6 Supplementary Material: Corrections to Pétron et al. [2012] manuscript

[21] The first correction is the name of the model used by the Colorado Department of Public Health and Environment (CDPHE) to derive flashing emission profiles for the data set of 16 condensate tanks in the DJB sampled in 2002. The manuscript cites the EPA TANK model.

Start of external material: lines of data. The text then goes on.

PR #54, opened 2020-07-23
Restructured Minsky machines, Binary Stack machines and FRACTRAN

DmxLarchey:
The following sub-trees have been but at top-level:

- `MinskyMachines`
- `BinaryStackMachines`
- `FRACTRAN`

The generic low-level code compiler (CPP'19) was moved from `ILL/Code` to `Shared/Libs/DLW/Code`

The project should compile, it does on my computer but `CI` seems down ?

Instead, as mentioned in the Western Regional Air Partnership Phase III (WRAP III) report [Bar-Ilan et al., 2008a], the E&P TANK model was in fact used by CDPHE to calculate the flashing emissions profiles.

[22] The second correction, as mentioned in Levi's [2012] Comment, is the reversal of the columns referring to scenarios 2 and 3 in Table 4 of Pétron et al. [2012]. Scenario 2 corresponds to a methane-to-propane molar ratio for the vented gas of 24.83, while scenario 3 corresponds to a ratio of 15.43. The data in all columns of Table 4 referring to these two scenarios should be swapped.